FIFTH CIRCUIT HOLDS INSURED’S LATE NOTICE TO INSURER OF APPEALABLE FINAL JUDGMENT IS PREJUDICIAL AS A MATTER OF LAW

Newsbrief

The Fifth Circuit recently concluded that an insured’s delay in notifying its insurer of a claim until after a final judgment was entered, but while it was still appealable, prejudiced the insurer as a matter of law.  In Jamestown Insurance Company, RRG v. Reeder, No. 12-204437 (5th Cir., Jan. 17, 2013), the insured filed suit in 2004 and numerous counterclaims were filed against him.  In the trial that followed, the insured took nothing  on  his  own  claims  but  was  found  liable  to  several  defendants  in  a  March  2008  final judgment.  Notice was finally given to the insurer in November 2010 while the case was in the appellate stages.
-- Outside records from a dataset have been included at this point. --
PR #3735, opened 2023-07-27
Rewrite some API handlers to remove Perform trait

Nutomic:
Part of https://github.com/LemmyNet/lemmy/issues/3670. Should be merged asap to avoid conflicts.

Issue #3670, opened 2023-07-20
Need help refactoring to remove Perform and SendActivity traits


Nutomic:
### Question

I just finished a [pull request](https://github.com/LemmyNet/lemmy/pull/3596) which allows us to get rid of the Perform and SendActivity traits. These were necessary in the past to make the API available both over websocket and HTTP. Now that websocket is gone, there is no use for these traits anymore. Getting rid of them will simplify the code, and allow us to use normal actix-web handler methods, which are much more flexible as they can use different middleware and set response attributes.

Now I need help to convert the remaining actions as there are dozens of them. The steps are as follows for each api call/outgoing activity. Also look at the code in #3596 for reference.

- Remove `impl Perform`/`impl PerformCrud` from the api handler and convert it to a normal method
- Change the code in `src/api_routes_http.rs` to call this method instead of using the helper methods `route_post_crud` etc
- Remove `impl SendActivity` for the type in crates/apub
- In case of unfederated actions (all those mentioned in `crates/apub/src/activities/unfederated.rs`) you are already done
- For other actions you need to add a variant to [SendActivityData](https://github.com/LemmyNet/lemmy/blob/main/crates/api_common/src/send_activity.rs) and handle it in [match_outgoing_activities()](https://github.com/LemmyNet/lemmy/blob/main/crates/apub/src/activities/mod.rs#L216)
- Make sure that the code compiles, is formatted and api tests are passing

Its not necessary to convert everything at once. Better to convert only a limited number of items at a time, and make sure that all the CI steps are passing. That way we can merge it immediately without generating lots of conflicts.

Nutomic:
All federation related actions are now rewritten. What remains are around 30 api calls which dont federate, and still need to be converted from `impl Perform` to normal functions. So these are much easier to convert, and I would still appreciate any help. The way to go is like this:

- find an api handler in `src/api_routes_http.rs`which goes to route_get or route_post
- find the actual handler code under `crates/api`
- convert the handler [like here](https://github.com/LemmyNet/lemmy/pull/3794/commits/9ae3b2d56ebc790fc87042ac15fe92622f90d575)
- once route_post and route_get methods are not used anymore, they can be deleted. the traits `Perform` and `SendActivity` can also be deleted, as well as `crates/apub/src/activities/unfederated.rs`

PR #3737, opened 2023-07-27
Remove follow community traits

Dhawos:
Part of https://github.com/LemmyNet/lemmy/issues/3670.

It's based on https://github.com/LemmyNet/lemmy/pull/3735. So this one should be merged before mine

Thanks @Nutomic for the help.

### DIFF
--- a/crates/api/src/community/follow.rs
+++ b/crates/api/src/community/follow.rs
@@ -23,18 +23,17 @@ pub async fn follow_community(
 ) -> Result<Json<CommunityResponse>, LemmyError> {
   let local_user_view = local_user_view_from_jwt(&data.auth, &context).await?;
 
-  let community_id = data.community_id;
-  let community = Community::read(&mut context.pool(), community_id).await?;
+  let community = Community::read(&mut context.pool(), data.community_id).await?;
   let mut community_follower_form = CommunityFollowerForm {
-    community_id: data.community_id,
+    community_id: community.id,
     person_id: local_user_view.person.id,
     pending: false,
   };
 
   if data.follow {
     if community.local {
-      check_community_ban(local_user_view.person.id, community_id, &mut context.pool()).await?;
-      check_community_deleted_or_removed(community_id, &mut context.pool()).await?;
+      check_community_ban(local_user_view.person.id, community.id, &mut context.pool()).await?;
+      check_community_deleted_or_removed(community.id, &mut context.pool()).await?;
 
       CommunityFollower::follow(&mut context.pool(), &community_follower_form)
         .await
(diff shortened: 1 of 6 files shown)


crates/apub/src/activities/mod.rs
```diff
@@ -231,6 +234,20 @@ pub async fn match_outgoing_activities(
...
+        let person = local_user_view.person.clone().into();
+        let community: ApubCommunity =
+          Community::read(&mut context.pool(), follow_community.community_id)
+            .await?
+            .into();
+        if follow_community.follow {
+          Follow::send(&person, &community, &context).await
+        } else {
+          UndoFollow::send(&person, &community, &context).await
+        }
```
Nutomic, line 249: I would prefer to keep all this code in `crates/apub/src/activities/following/mod.rs` so that this match stays short.

crates/api/src/community/follow.rs
```diff
@@ -15,54 +14,51 @@ use lemmy_db_schema::{
...
+      CommunityFollower::follow(&mut context.pool(), &community_follower_form)
         .await
         .with_lemmy_type(LemmyErrorType::CommunityFollowerAlreadyExists)?;
     }
+  }
+  if !data.follow {
+    CommunityFollower::unfollow(&mut context.pool(), &community_follower_form)
+      .await
+      .with_lemmy_type(LemmyErrorType::CommunityFollowerAlreadyExists)?;
+  }
```
Nutomic, line 52: You need to call `submit_activity` somewhere here.

Nutomic:
Clippy is failing, run `./scripts/fix-clippy.sh`. Also run `api_tests/run-federation-test.sh` to make sure federation is working.

Dhawos:
Yep, I ran those commands, verified that test were ok.
After your PR was merged I rebased mine onto main.

crates/api/src/community/follow.rs
```diff
@@ -15,54 +16,61 @@ use lemmy_db_schema::{
...
-    let person_id = local_user_view.person.id;
-    let community_view =
-      CommunityView::read(&mut context.pool(), community_id, Some(person_id), None).await?;
-    let discussion_languages = CommunityLanguage::read(&mut context.pool(), community_id).await?;
+  ActivityChannel::submit_activity(
+    SendActivityData::FollowCommunity(FollowCommunity {
+      community_id,
+      follow: data.follow,
+      auth: data.auth.clone(),
+    }),
```
Nutomic, line 61: You can pass person and community directly so they dont have to be read from db again. See https://github.com/LemmyNet/lemmy/pull/3758

Dhawos: Right, I made the change.

Nutomic (approved):

PR #3738, opened 2023-07-27
Implement remote follow

Nutomic:
Trying to implement remote follow support. Its not easy because we need retrieve a value from webfinger response and write that to the database, something which was never necessary before.

Frontend change is here: https://github.com/LemmyNet/lemmy-ui/pull/1875

cc @SleeplessOne1917


SleeplessOne1917:
Is this backend change needed to support the frontend change?

In the frontend PR, I fetch the community to follow with the `resolveObject` endpoint. The activitypub name of the community being subscribed to is gotten from a query param and is formatted, e.g. "https://lemmy.ml/c/memes" gets translated into "!memes@lemmy.ml". The formatted community name is used as the resolve object query. I also made sure that this page requires a log in to reach, meaning the auth will be supplied as well. If a community is successfully returned in the `resolveObject` response, a card is displayed to allow the user to subscribe.

Granted, this will need to be tested with federated instances, but I don't see why the existing `resolveObject` endpoint can't be used for this purpose.

Nutomic:
Yes after thinking about it more, this PR is actually mostly nonsense. Only the new nodeinfo field is necessary, the rest needs to be done in lemmy-ui.

Nutomic:
Updated the library, ready to merge now.

dessalines (approved):

PR #3739, opened 2023-07-27
remove n^2 part of person triggers, improve community aggregate trigger

phiresky:
This PR has two changes:

1. it removes the O(n^2) part of the `person_aggregates_comment_count` and `person_aggregates_post_count` triggers. This part has never actually worked due to the use of `coalesce(0, ...)`. See https://github.com/LemmyNet/lemmy/issues/2910 . In order to fix the function and not make it be too expensive, the triggers would have to get an enforced order or be merged into one trigger (some effort in #3727, but incomplete so far)
2. it removes an unnecessary select in the community trigger that loops through all comments on a post on post delete (see https://gist.github.com/phiresky/402999658552f70af2ade151bc8ded34 for a comparison in query plans)

This is part of the solution to https://github.com/LemmyNet/lemmy/issues/3528. After this and #3732, the only expensive trigger remaining should be community_aggregates_post_count.

### DIFF
--- a/crates/db_schema/src/aggregates/person_aggregates.rs
+++ b/crates/db_schema/src/aggregates/person_aggregates.rs
@@ -161,7 +161,8 @@ mod tests {
       .await
       .unwrap();
     assert_eq!(0, after_parent_comment_removed.comment_count);
-    assert_eq!(0, after_parent_comment_removed.comment_score);
+    // TODO: fix person aggregate comment score calculation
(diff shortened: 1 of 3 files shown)


phiresky:
I've commented out the person_aggregates comment_score test part, because that only ever accidentally succeeded - the comment delete in that test deletes the only comment, so a resulting score of 0 is correct. But in reality, a delete always sets the score to 0 even if it shouldn't be.

dessalines (approved):

Issue #1883, opened 2021-11-08
Add settings to disable comment, mention, and private message notifications


dessalines:
We already have one for post notifs, so adding the others should be easy enough. 

Take a vote on what the default should be.

aureumleonis:
I'm taking a look at this as a first issue. Seems like a good spot to get to know the codebase.

Shou:
Yes please. This is one of the super annoying things with Reddit - it shoves reply notifications in your face even if you've disabled all available notification settings. It's a (potentially) hostile feature that can feed social media addictions (compulsions) instead of letting users have control over what the website UI design incentivises you, as a user, to do. You see that little numeric counter and you've been trained for years by all the other software using similar UI elements, to get rid of it, and bring it back to zero - it's not an easy habit to break.

wiki-me:
I vote for enabled by default, makes that feature more easily discoverable.

me-cfs:
An issue that had the idea of letting people mute replies to specific posts or comments was closed in favour of this one. So I just want to say I +1 this feature request.

Nutomic:
https://github.com/LemmyNet/lemmy/pull/5604

PR #3742, opened 2023-07-27
Added settings to disable individual notification types

aureumleonis:
# What
## Regarding the issue
Added the following settings/fields to users:
* `send_notifications_for_post_replies` (true by default)
* `send_notifications_for_comment_replies` (true by default)
* `send_notifications_for_private_messages` (true by default)
* `send_notifications_for_mentions` (true by default)

These are dependent on the "root" setting `send_notifications_to_email`, that is, if the individual settings are on but the root is off, no notifications are sent. If the root is on but no `false` value has been specified for a particular notification type, those should still be sent. This preserves backwards compatibility with current behavior.

The only change should be seen if the root is on but a given notification type is disabled. In that case all other notification types will be sent except for the disabled ones.

## Updates to test code
* Added a `test-utils` feature to db schema crate in order to expose a dev-only `TestDao` facility. This encapsulates boilerplate code needed to create/update users, instances, communities, posts and comments (so far)
* Added a `test-utils` feature to api commons to expose a simple test context factory

## Updates to lemmy context
The notification functions were tightly coupled with the `send_email` function. This made writing tests to verify email side effects extremely difficult. In fact, there were no tests for these side effects in the crate. In order to reduce coupling I introduced the `EmailSender` trait to be used with dynamic dispatch in the lemmy context. The default context constructor creates a sender pointing to the existing `send_email` function but allowing a different impl to be used in test code.

## Script updates
Added an optional second argument to `test.sh` to filter tests by module/test name, e.g.
```
$ ./scripts/test.sh lemmy_api_common build_response::tests::test_notifications
$ ./scripts/test.sh lemmy_api_common build_response::tests
```

## Migrations
Created a migration `2023-07-21-231007_add_granular_notification_settings` to create/drop columns for the new fields in the `local_user` table

# Why
Implements the backend for https://github.com/LemmyNet/lemmy/issues/1883

# Testing
Added tests to check notifications are sent when enabled and not sent when disabled.

# Notes
This was my first time setting up local dev for lemmy. The setup requires a relatively recent version of postgres (15+) which may catch you off guard.


aureumleonis:
@dessalines @Nutomic @phiresky any comments?

crates/api_common/src/utils.rs
```diff
@@ -307,25 +307,52 @@ pub fn honeypot_check(honeypot: &Option<String>) -> Result<(), LemmyError> {
...
   if let Some(user_email) = &local_user_view.local_user.email {
-    match send_email(
-      subject,
-      user_email,
-      &local_user_view.person.name,
-      body,
-      settings,
-    )
-    .await
+    match context
```
dessalines, line 346: What's the point of adding an email_sender to the context? It isn't necessary, and works fine, with much less bloat, the way it was before.

You already did the `should_send` check, so everything else is unecessary.

crates/db_schema/src/test_utils.rs
```diff
@@ -0,0 +1,98 @@
+#![allow(clippy::unwrap_used)]
```
dessalines, line 1: What does this have to do with this PR? Remove this.

crates/utils/src/email.rs
```diff
@@ -19,6 +19,35 @@ pub mod translations {
 
 type AsyncSmtpTransport = lettre::AsyncSmtpTransport<lettre::Tokio1Executor>;
 
+#[async_trait::async_trait]
```
dessalines, line 22: None of this is necessary.

crates/utils/Cargo.toml
```diff
@@ -50,6 +50,7 @@ markdown-it = "0.5.1"
 totp-rs = { version = "5.0.2", features = ["gen_secret", "otpauth"] }
 ts-rs = { workspace = true, optional = true }
 enum-map = "2.6"
+async-trait = { workspace = true }
```
dessalines, line 53: Probably can be removed.

crates/api_common/src/test_utils.rs
```diff
@@ -0,0 +1,33 @@
+#![allow(clippy::unwrap_used)]
```
dessalines, line 1: Remove this, its unecessary.

crates/api_common/src/context.rs
```diff
@@ -23,12 +25,23 @@ impl LemmyContext {
     client: ClientWithMiddleware,
     secret: Secret,
     rate_limit_cell: RateLimitCell,
+  ) -> LemmyContext {
+    let email_sender = Arc::new(DefaultEmailSender {});
```
dessalines, line 29: Not needed.

crates/api_common/src/build_response.rs
```diff
@@ -217,3 +227,225 @@ pub async fn send_local_notifs(
 
   Ok(recipient_ids)
 }
+
+#[cfg(test)]
+mod tests {
```
dessalines, line 232: You can probably remove all this, it just adds to code complication. Email and notification tests are pointless unless you can observe the recipient side.

dessalines (changes requested):
Thanks! These will be useful in the future when we add proper UnifiedPush notifs as well.

There's a lot of cruft in this PR, you could probably cut it down 50% in size by removing the pointless email in context, as well as the tests that don't actually test this.

crates/api_common/src/utils.rs
aureumleonis: As explained under the "test" section in the PR description, there's currently no unit tests for the user preferences -> email handling logic. The "bloat" here is necessary to test this contract.

crates/db_schema/src/test_utils.rs
aureumleonis: Clippy complains otherwise. This is test code but I think the `unwrap` uses could be just changed to `expect`

crates/utils/src/email.rs
aureumleonis: Discussed in https://github.com/LemmyNet/lemmy/pull/3742#discussion_r1282285277

scripts/test.sh
```diff
@@ -5,8 +5,27 @@ CWD="$(cd -P -- "$(dirname -- "${BASH_SOURCE[0]}")" && pwd -P)"
 
 cd $CWD/../
 
+CMD_ARGS=
```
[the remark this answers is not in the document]
aureumleonis: Care to explain why? This was also explained in the PR description, it allows execution of individual tests

crates/utils/Cargo.toml
aureumleonis: discussed in https://github.com/LemmyNet/lemmy/pull/3742#discussion_r1282285277 for the overall test strategy

crates/api_common/src/test_utils.rs
aureumleonis: Will be addressed as per https://github.com/LemmyNet/lemmy/pull/3742#discussion_r1282137989

crates/api_common/src/context.rs
aureumleonis: Discussed in https://github.com/LemmyNet/lemmy/pull/3742#discussion_r1282285277 for the overall test strategy

crates/api_common/src/build_response.rs
aureumleonis: Strongly disagree. Not all tests need to or should be end to end. When projects grow these become ever more costly. On the other hand unit tests at the contract level keep things easy to refactor and safeguard future changes.

Nutomic: Testing is good, but it shouldnt be too much. In this case it looks like some enterprise software with all the abstractions. Its too complex and will make future changes unnecessarily complicated. Rust already ensures that refactoring doesnt break things.

dessalines: Agree. Rust already ensures in-code contracts. The unit tests we *do* have, are all testing the business-logic related to the database.

We don't need to do the enterprise java thing of creating DAOs and testing every tiny detail.

aureumleonis: As you mentioned here, only unit tests will help with bugs in logic like e.g. using an unintended field for a check or messing up a boolean condition. The logic to map certain user fields to behavior is precisely a logical thing not at all encoded in rust types. IMHO this isn't a "tiny detail" but a major feature. In fact, I know I could have done a quick and dirty job and simply modified the core logic in 10% of time it took to write the tests. I'm not a dogmatic person, e.g. I'd rather not dismiss "enterprise bloat" for philosophical reasons. Instead, let's take a look at concrete pros and cons. Though as you mention, y'all are the maintainers and deserve the last word.

Cons:
* `send_email` is now a dynamic call, a runtime change that's trivial compared to the time it takes to actually push bytes over the wire to send the data
* Additional field in lemmy context/god object. Set and forget. Email contract hasn't changed in decades, not expected to change soon
* Tests need to change if email/notification is refactored. Possible but unlikely, the tests are only testing the contract outcomes and _not_ any intermediate private logic
Pros:
* I was initially afraid of touching this code since it had _no_ tests checking contracts. Now it does and future contributors benefit from having their changes automatically verified. This means a smaller barrier on entry to making changes. Something I expect an OS project can benefit from
* Maintainers can quickly verify the extent of testing done just looking at the code, i.e. no need to remember minutiae of manual testing. This is specially useful for niche/less common used code paths
* Faster feedback on regressions. E.g. the tests encode proof that behavior is backwards compatible, and that should remain so for future changes

As mentioned before, it really is up to y'all but as a contributor I feel much safe updating code that already has thorough automated tests. As a code maintainer it should also make reviews much simpler.

dessalines: > Additional field in lemmy context/god object. Set and forget. Email contract hasn't changed in decades, not expected to change soon

The context should stay as small as possible, because its passed around a lot, all the apub calls, all the http calls, and injected in a lot of places. Nothing but your unit tests actually need an email in the context. That should be a red flag that none of it is necessary, and adding it to the context is unecessary bloat.

And 2ndly, this doesn't make the code simpler, just needlessly more complex. The only test worth doing there, is if you were to set up some kind of internal email service where you can verify that the email were actually sent, and the receiving side matches it.

So yes, please remove all the unecessary testing and just make this the settings addition and simple logical flag for when to send.

dessalines: Bump

dessalines:
Stale PR. Can re-open if necessary, but should probably wait on the notification rework anyway.

PR #3745, opened 2023-07-28
api_test remote_home_remote that currently identifies 2 bugs in Lemmy…

RocketDerp:
… replicaiton: moderator community-feature of a post fails, moderator distinguish of their own comment


RocketDerp:
I made this a draft pull request, because it SHOULD NOT pass tests. There are underlying bugs in Lemmy's Rust code with replication to peer instances that this testing code demonstrates, and fails testing on ;)

image

RocketDerp:
Again, this is a draft, because it has tests that fail because of what I think are back-end replication bugs in lemmy_server. This is the tests that highlight the bugs:

FAIL src/remote_home_remote.spec.ts (69.035 s)
  ✓ Establish 5 non-admin end-users for all remaining tests (7988 ms)
  ✓ beta creates new community, becoming moderator (303 ms)
  ✓ alpha and gamma instances discover newly created beta instance community (1601 ms)
  ✓ not joining community, gamma non-admin user creates post and comment, before any subscribers (3847 ms)
  ✓ 2 alpha and 2 gamma users subscribe to community (1613 ms)
  ✓ not joining community, gamma non-mod user creates another post and comment, after other subscribers (2962 ms)
  ✓ beta makes 1 gamma and 1 alpha user moderators of community (1432 ms)
  ✓ non-moderator user of alpha creates post + comment, non-moderator of gamma validates (3670 ms)
  ✓ SHORT OF BUG diagnostic try0: non-moderator user of alpha creates post, moderator+creator of beta community-features, gamma reads it (3812 ms)
  ✕ SHORT OF BUG diagnostic try1: non-moderator user of alpha creates post, moderator of alpha community-features, beta reads it (5203 ms)
  **✕ non-moderator user of alpha creates post, moderator of alpha community-features, gamma reads it (3192 ms)**
  ✓ non-moderator user of alpha creates post, moderator of alpha locks post, gamma reads it (3059 ms)
  ✓ non-moderator user of alpha creates post, moderator of alpha removes post, gamma checks for post (4036 ms)
  ✓ non-moderator user of alpha creates post+comment, moderator of alpha removes comment, gamma checks for comment (3580 ms)
  **✕ alpha moderator creates comment 'speaking as moderator', gamma validates (2483 ms)**
  ✓ non-admin remote moderator on gamma bans remote non-mod user from alpha, unbans (7105 ms)
  ✓ rerun previous ban test with remove_data (4092 ms)
  ✓ 2 alpha users unsubscribe to community, one still moderator (217 ms)
  ✓ gamma user creates new post, alpha checks if replication turned off for community ([167](https://woodpecker.join-lemmy.org/repos/129/pipeline/1701/18#L167)0 ms)
  ✕ alpha has no subscribers to community, replication confirmed off by previous test, alpha user posts (2597 ms)
  ○ skipped once the replication bugs previously identified are fixed, compare post & comment lists between alpha and gamma instances
  ○ skipped curious about behavior of banning a remote moderator?
  
  The two "SHORT OF BUG" tests were added to try and get an idea of where in the Rust code things break down. Comparing the steps each JavaScript function takes should be useful in getting some idea of how far data flows. Thank you

api_tests/src/benchmark_baseline.spec.ts
```diff
@@ -0,0 +1,126 @@
+/*
+With Lemmy 0.18.3 and earlier, performance has been a big concern.
+Logging basic expectations of response times is the purpose of this module.
+*/
+jest.setTimeout(120 * 1000);
```
Nutomic, line 5: Running benchmarks in this way is not going to work well because performance of dev/ci machines is unpredictable. Besides the workload and database content is too different from actual production instances.

api_tests/src/remote_home_remote.spec.ts
```diff
@@ -0,0 +1,952 @@
+/*
+    remote-home-remote Lemmy Instance behavior testing
+    Tests are intended to emphasize:
+       1. end-user, non-admin, accounts
+       2. lemmy-beta instance being the "home instance" of a community
+       3. lemmy-alpha and lemmy-gamma being "remote instances" of a community.
+       4. lemmy-beta Rust code paths that replicate data between lemmy-beta & lemmy-gamma instances
+*/
+jest.setTimeout(90 * 1000);
```
Nutomic, line 9: This file looks helpful. Please change it so that individual tests can be run, not only the whole file at once. You can do that by changing line 12 in package.json like this:
```
    "api-test": "jest -i remote_home_remote.spec.ts -t 'non-moderator user of alpha creates post, moderator of alpha community-features, gamma reads it'"
```

It currently fails because `alphaCommunityRemote` gets initialized in another test case, but it should be done in `beforeAll()`. Once thats working I can debug and see where the problem is.

PR #3748, opened 2023-07-28
Update CODEOWNERS

Nutomic:
Specify who reviews particular parts of the repo. Im not very familiar with sql so it doesnt make sense for me to review migrations. On the other hand Im the only one who fully understands federation code.

Are there other paths we should include?


dessalines (approved):
I can't think of any.

PR #474, opened 2023-01-30
Add global state logic and API calls for destinations

podliashanyk:
Global state for destinations is needed since destinations data will be used in both destinations settings components, and notification profiles components. 

This PR offers no functional changes, just a preparation for adding destinations to Argus

### DIFF
--- a/src/api/client.ts
+++ b/src/api/client.ts
@@ -36,8 +36,8 @@ import {
   CursorPaginationResponse,
   ApiListener,
   Resolver,
-  ErrorCreator, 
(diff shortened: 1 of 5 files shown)


hmpf (commented):
@stveit shold check this also, espceially if nothing apperas to change when noodling about in the browser

stveit (approved):
im not all that familiar with reducers, but i dont see any obvious problems with this.
Tested this branch against master backend and it didnt seem like it causes any issues at least

Issue #465, opened 2022-12-15
Update user manual


podliashanyk:
There have been merged PRs that require updates in the MANUAL.md:

- [ ] New _Create ticket_ feature #461 
- [ ] Changed workflow for _Edit ticket_ feature #461 
- [ ] Screenshots with helper text on _bulk updates_ #444 
- [ ] Screenshots for _Severity level_ #442 
- [ ] Specify that timeslots are reusable when working with _Notification profiles_ #415

PR #475, opened 2023-01-30
Add destination settings

podliashanyk:
### Changes made:

- _Settings_ are replaced with _Destinations_

### Remaining tasks:

- [x] CSS polishes
- [x] Update changelog
- [x] Tests (separate issue #476)
- [x] Update user manual (separate issue #465)
- [x] Fix mobile view (separate issue #485)

NB! This PR must be rebased onto #474 in order for implementation to work


johannaengland (changes requested):
This looks really good! And I got it to work with the MS Teams plugin.

I only have two little comments (not sure if they belong here or if I should make a new issue for that):
1. When changing a destination (I added a label) it shows the message "Created new destination: Email: example@example.com" instead of indicating that I changed a destination. This might be confusing.
2. When adding a new destination with a label it might be nice to have the success message "Create new destination: _label of the destination_" and only using the `suggested_label` if no label is provided by the user.

stveit:
> If you edit an existing phone number, you can add up to 2 letters to the number and when you try to save you will get the error message that the number already exists, instead of it being invalid. probably a backend thing? or does a few letters just not matter for real phone numbers? seems weird

the same for creating basically, it allows you to create a phone number with 2 letters. It seems like the phone number library allows up to 2 letters but just strips them, so when editing it says "same number" because after stripping it becomes the same number

stveit:
When deleting existing destination it says " Discard Are you sure you want to discard changes?" should probably be text more fitted for deleting stuff

podliashanyk:
@stveit most of the reported problems are fixed, for others there are now PRs:

- #482 
- #483 
- #484 
- https://github.com/Uninett/Argus/issues/578

stveit:
- The fixes have made it so that there is no visual feedback when you click on something that doesnt do anything, this is good. But theres a different issue regarding what type of cursor is shown. This is prob a bad explanation, so ask me for demonstration if u need. For example, when you hover over the "SAVE" button, the cursor looks different, like you can click on what you hovering above. The same "clickable" cursor is shown if youre hovering in the white space of the 'Title' or 'Email address' box, but if you click there nothing happens. When hovering on the 'Title' or 'email address' labels, the cursor shows the "standard" cursor instead of the clickable one. I would expect the clickable cursor to be shown when hovering the title, since clicking the title will select the corresponding input box. And i would expect the standard cursor to show up when hovering over the white area where clicking has no effect
- Destination title and + button still dont look lined up to me
- When both Email and sms boxes are extended, there is no spacing between them


Tested using Firefox

stveit:
image
Also got a weird bug where the label collapses into the input box even though something is written there, but im not able to replicate it

podliashanyk:
> * The fixes have made it so that there is no visual feedback when you click on something that doesnt do anything, this is good. But theres a different issue regarding what type of cursor is shown. This is prob a bad explanation, so ask me for demonstration if u need. For example, when you hover over the "SAVE" button, the cursor looks different, like you can click on what you hovering above. The same "clickable" cursor is shown if youre hovering in the white space of the 'Title' or 'Email address' box, but if you click there nothing happens. When hovering on the 'Title' or 'email address' labels, the cursor shows the "standard" cursor instead of the clickable one. I would expect the clickable cursor to be shown when hovering the title, since clicking the title will select the corresponding input box. And i would expect the standard cursor to show up when hovering over the white area where clicking has no effect

Fixed all mentioned cursors, except for _labels_. MUI Buttons labels (which are programmatically connected to input fields) have _default_ cursors on-hover, not _pointer_ cursor as you suggest. I presume they follow the [CSS specification](https://w3c.github.io/csswg-drafts/css-ui/#cursor). I suggest we also follow this specification and not change the cursor for labels. Pointer cursor is best suited for links and buttons. 


> * When both Email and sms boxes are extended, there is no spacing between them

Fixed

podliashanyk:
> image
> Also got a weird bug where the label collapses into the input box even though something is written there, but im not able to replicate it

Could not reproduce this either 🤷‍♀️

podliashanyk:
> * Destination title and + button still dont look lined up to me

Fixed

stveit:
everything seems OK now 👍

stveit (approved):

podliashanyk:
> This looks really good! And I got it to work with the MS Teams plugin.
> 
> I only have two little comments (not sure if they belong here or if I should make a new issue for that):
> 
> 1. When changing a destination (I added a label) it shows the message "Created new destination: Email: [example@example.com](mailto:example@example.com)" instead of indicating that I changed a destination. This might be confusing.
> 2. When adding a new destination with a label it might be nice to have the success message "Create new destination: _label of the destination_" and only using the `suggested_label` if no label is provided by the user.

Fixed!

podliashanyk:
> Nearly all changes that @stveit and I requested are integrated now, the only old thing that is still open and doesn't have a separate issue is that when creating a destination there is no spacing between the "Create" and the "Discard" button.
> 
> And two more things that I noticed now:
> 
> * it is fixed that when creating a destination with a label it says "Created new destination: label", but when updating or deleting it still says "Updated/Deleted destination: suggested_label"
> * when deleting a destination it says "Are you sure you want to delete destination?" - my suggestion would be "Are you sure you want to delete the destination?" or "Are you sure you want to delete this destination?"

Fixed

The Texas Court of Appeals affirmed the judgment against the insured.  But in August 2012, the Texas Supreme Court reversed and rendered a take nothing judgment against the insured.  After notice and during the appeal, the insurer filed this separate declaratory judgment action in federal court.  The federal district court granted summary judgment in favor of the insurer and this appeal followed.

 The Fifth Circuit reviewed Texas law finding that an insured’s failure to notify an insurer of a judgment against them until after it became final and nonappealable, prejudiced the insurer as a matter of law.  They also noted that the Texas Supreme Court had not yet addressed the prejudice issue involving notice of an appealable final judgment.  In this case, the insured did not tender notice to the insurer until fifty-six months after the first counterclaim was filed, and more than thirty-one months after the trial court entered final judgment. After reviewing Texas law involving late notice and prejudice, the court took an Erie guess and held that an insured’s failure to notify its insurer of a final judgment that was still appealable nevertheless prejudiced the insurer as a matter of law.